Estos héroes anónimos reconocen que la adicción no es una elección voluntaria, sino que a menudo surge de circunstancias desesperadas. Entre estas almas compasivas se encuentra Necia Freeman, quien apareció en 'Heroin(e)' de Netflix, una agente inmobiliaria y filántropa cuyo profundo conocimiento de las luchas que enfrentan aquellos atrapados en la agonía de la adicción la ha inspirado a marcar una diferencia significativa en sus vidas.
Necia Freeman, residente de Barboursville, Virginia Occidental y estudiante de Mid-America Christian School, se embarcó en su trayectoria profesional en 2003 como agente de bienes raíces después de graduarse del Realtor Institute, especializándose en servicios de reubicación. Angustiada por el creciente problema de las drogas en su estado, decidió tomar medidas proactivas para abordar la terrible situación. Virginia Occidental, conocida como la capital del país contra las sobredosis, enfrentó graves desafíos debido al abuso generalizado de sustancias.

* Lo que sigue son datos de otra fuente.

PR #8109, opened 2023-08-07
unicode: Improve Windows unicode conversion functions

Smjert:
- Add a wstringToString overload that takes a wchar_t pointer and the maximum amount of characters to scan for a null terminator in the provided pointer/buffer, to prevent overflowing.

- Add a to_bytes overload, similar to the new wstringToString overload which permits to avoid to construct a std::wstring from a wchar_t pointer, therefore reducing overhead caused by allocations and copies, just to be able to do the conversion to a UTF8 std::string. A difference from the wstringToString overload is that the size is actually the expected size of the input string, not the max size of the buffer.

- Changed the to_bytes and from_bytes conversions functions to always call the respective Windows API conversion functions with the precise size of the input string, to avoid the need to scan for the null terminator. When std::wstring and std::string are passed to wstringToString and stringToWstring, they are expected to be already of the correct size, so to terminate exactly just before the null terminator. For the other overloads, wstringToString and stringToWstring will scan the provided buffers for a null terminator.

- Reduced overallocation to prepare the biggest needed output due to conversions between UTF8 -> UTF16 and UTF16 -> UTF8. The overallocation was considering sizes given to std::string and std::wstring to be always a factor of bytes, but that's not the case because the size of the strings is in characters.

- Added checks to ensure that the strings are not going outside of the size limits imposed by the conversion and the Windows APIs.

- User code changed to reflect the previous implementation changes, specifically to call the overload that provides the bounded scan where possible. Done some improvements around how many times conversions were done.

- Added some additional tests for the unicode conversion functions to test special cases.

## Additional notes:

For the UTF8 -> UTF16 and UTF16 -> UTF8 conversions and size of the output string in respect to the input one,
the original sizes are incorrect because I think it was assuming that the sizes were all in bytes.

First we have to remember that in the UTF8 -> UTF16 conversion, the `MultiByteToWideChar` conversion function wants the input to be in bytes and in the output in UTF16 chars.
Now in this conversion the worst case/the maximum factor if we consider bytes is 2, because going from 1 byte/character ASCII in UTF8 to UTF16 requires 1 UTF16 character, which is 2 bytes.
But since the output size is counted in UTF16 characters, the conversion factor is actually 1. In all other cases going from UTF8 -> UTF16 reduces the size in bytes or remains the same.
For instance the range U+0800 to U+0FFF requires 3 bytes, but in UTF16 it requires 1 character, so 2 bytes.

Conversely from UTF16 -> UTF16 the worst cases are to be considered when the count of characters has to be multiplied by some number higher than 1, to match the size in UTF8. This is 3, because as we've previously seen, 1 UTF16 character may have to be translated to 3 bytes.
Although 3 bytes is not the biggest UTF8 code point, but 4, these are surrogate pairs which are represented with 4 bytes in both UTF8 and UTF16, or 2 characters in UTF16. This means that going from 2 UTF16 character representing the surrogate pair to the 4 UTF8 bytes the factor is 2.

### DIFF
--- a/osquery/utils/conversions/windows/strings.h
+++ b/osquery/utils/conversions/windows/strings.h
@@ -18,24 +18,42 @@ namespace osquery {
 
 /**
  * @brief Windows helper function for converting narrow strings to wide
- *
+ * The string must be null-terminated, otherwise it will overflow.
+ * @returns A wide string, constructed from a narrow string
+ */
+std::wstring stringToWstring(const char* src);
+
+/**
+ * @brief Windows helper function for converting narrow strings to wide
+ * The input string is assumed to only contain characters that need to be
+ * converted, no null terminator is necessary. Embedded nulls will be kept.
  * @returns A wide string, constructed from a narrow string
  */
 std::wstring stringToWstring(const std::string& src);
 
 /**
  * @brief Windows helper function for converting wide strings to narrow
- *
+ * The input string is assumed to only contain characters that need to be
+ * converted, no null terminator is necessary. Embedded nulls will be kept.
  * @returns A narrow string, constructed from a wide string
  */
 std::string wstringToString(const std::wstring& src);
 
 /**
  * @brief Windows helper function for converting wide C-strings to narrow
- *
+ * The string must be null-terminated, otherwise it will overflow.
  * @returns A narrow string, constructed from a wide C-string
  */
 std::string wstringToString(const wchar_t* src);
+
+/**
+ * @brief Windows helper function for converting wide C-strings and a maximum
+ * size to narrow. max_chars represents the maximum amount of characters that
+ * will be scanned to find a null-terminator. The null terminator does not need
+ * to exist; when it's not found, the size for the string will be max_chars.
+ * @returns A narrow string, constructed from a wide C-string and a size
+ */
+std::string wstringToString(const wchar_t* src, std::size_t max_chars);
 
 /**
  * @brief Windows helper function to convert a CIM Datetime to Unix timestamp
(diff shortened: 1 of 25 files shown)


Smjert:
Note to the readers: I know this is a bit big, I see that's languishing and I'll attempt to see if I can split it. Though some of the changes are coupled and/or would need to be implemented slightly differently to support the intermediate state.

Ideally I would like to split the overallocation improvement from the function interface change (accepting a char* and a length to provide a maximum amount of chars to search in).

osquery/utils/conversions/windows/strings.h
```diff
@@ -18,25 +18,43 @@ namespace osquery {
...
 std::string wstringToString(const wchar_t* src);
 
+/**
+ * @brief Windows helper function for converting wide C-strings and a maximum
+ * size to narrow. max_chars represents the maximum amount of characters that
+ * will be scanned to find a null-terminator. The null terminator does not need
+ * to exist; when it's not found, the size for the string will be max_chars.
+ * @returns A narrow string, constructed from a wide C-string and a size
+ */
+std::string wstringToString(const wchar_t* src, std::size_t max_chars);
```
directionless, line 56: Several callers seem to use `std:vector` for the underlying representation. And in this PR, they end up calling `wstringToString(profile.data(), profile.size());`. Is it worth making a `std:vector` wrapper?

directionless (commented):
Seems mostly fine. While the PR looks large, it's mostly mechanical. One question about function signatures...

directionless:
@Smjert Is this still something you want?

directionless:
> I still have to reason a bit around adding that kind of interface (the `std::vector` one), because while it can be seen as easy to use, it can cause subtle bugs if one isn't careful

Maybe we shouldn't add it as a wrapper then?

directionless (approved):
We talked about this in office hours 2024-07-02, and think it's better to merge than wait for some wrapper variant.

Smjert:
> We talked about this in office hours 2024-07-02, and think it's better to merge than wait for some wrapper variant.

Changed idea; since this has been opened a while ago, some more string conversions might need to be corrected, so I would need to do another pass. It's fine to merge later.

Impulsada por un profundo sentido de comunidad y conexión con su iglesia, Necia inició un ministerio llamado Brown Bags and Backpacks en Huntington, con el objetivo de generar un impacto positivo y brindar apoyo a los afectados por las devastadoras consecuencias de la adicción a las drogas en su comunidad.

Freeman, que opera desde una sala de almacenamiento en la Iglesia Bautista Lewis Memorial en West Pea Ridge, inició un esfuerzo compasivo al preparar comidas para niños que enfrentan hambre en las calles, especialmente aquellos cuyos padres luchan contra la adicción. Al reconocer la vulnerabilidad de las trabajadoras sexuales de la zona a la adicción, el ministerio amplió su alcance también a este grupo demográfico. Más allá de proporcionar comidas, el ministerio de Freeman ofrece apoyo integral, abordando diversos desafíos cotidianos que estas personas pueden enfrentar. Esto abarca asistencia en cuestiones como desalojos, procedimientos judiciales y esfuerzos de rehabilitación, demostrando un enfoque holístico y solidario.
El ministerio opera como un programa totalmente voluntario, con Freeman coordinando cinco sitios donde se preparan almuerzos todos los sábados y se distribuyen por todo el estado. En el documental, la participación práctica de Freeman en el ministerio fue evidente, particularmente en su estrecha colaboración con mujeres vulnerables. Este compromiso personal subrayó su profundo compromiso de servir a la comunidad y abordar los obstáculos que enfrentan quienes luchan contra la adicción. Freeman también estableció asociaciones significativas con organismos gubernamentales, contribuyendo activamente a los esfuerzos de rehabilitación que priorizan el bienestar de las personas necesitadas.
Desde 2015, Necia Freeman ha sido propietaria de Old Colony Holding Company, donde brinda servicios de agente inmobiliario especializados en ventas y listados comerciales, de viviendas múltiples y residenciales. La empresa no sólo operaba en Virginia Occidental sino también en Ohio y Kentucky. Al mismo tiempo, se desempeña como directora de Brown Bags and Backpacks y, bajo su liderazgo, el ministerio ha logrado proporcionar comidas a 50 niños semanalmente y realizar visitas periódicas a la cárcel.
Además, la organización ofrece un curso bíblico por correspondencia como parte de sus esfuerzos por generar un impacto positivo en las vidas de quienes enfrentan desafíos asociados con la adicción. El ministerio, que participa activamente en la divulgación, se dedica a la misión de ayudar a las mujeres a dejar la vida en la calle. Tras la emisión del documental de Netflix en 2017, Necia Freeman experimentó un aumento en el apoyo voluntario por su impactante trabajo. En reconocimiento a su inquebrantable dedicación al servicio de los demás, fue honrada con el premio The Hometown Hero Award en 2018.
Freeman reside actualmente en Barboursville, Virginia Occidental, y sigue profundamente involucrada en su comunidad. A pesar de su papel activo como madre de dos hijas casadas, Janessa y Lydia, y abuela de tres nietos, continúa trabajando incansablemente en su compromiso de ayudar y animar a las mujeres y niños necesitados dentro de su comunidad.